** WORK REQUEST **
Print, exactly as written, every line from the first line of the records below through the line containing "Using airspy works", and nothing further.

** Dataset entries **
Issue #55, opened 2016-06-10
rtl device is hardcoded in osmosdr connection


dreinhold:
If you pass a device ID in config.json it has the rtl driver hard coded.
Using airspy works fine as the default, but you can't have another rtlsdr connected or else you cannot pick which one you want to use.

Looking for feedback on a couple options : 

1. Just removed the hard-coded rtl= and then require the user pass rtl=0001 as the device in config.json
2. Add a new hybrid driver named osmosdr-airspy. and change the relevant checks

** WRITTEN ANSWER **
Issue #55, opened 2016-06-10
rtl device is hardcoded in osmosdr connection


dreinhold:
If you pass a device ID in config.json it has the rtl driver hard coded.
Using airspy works fine as the default, but you can't have another rtlsdr connected or else you cannot pick which one you want to use.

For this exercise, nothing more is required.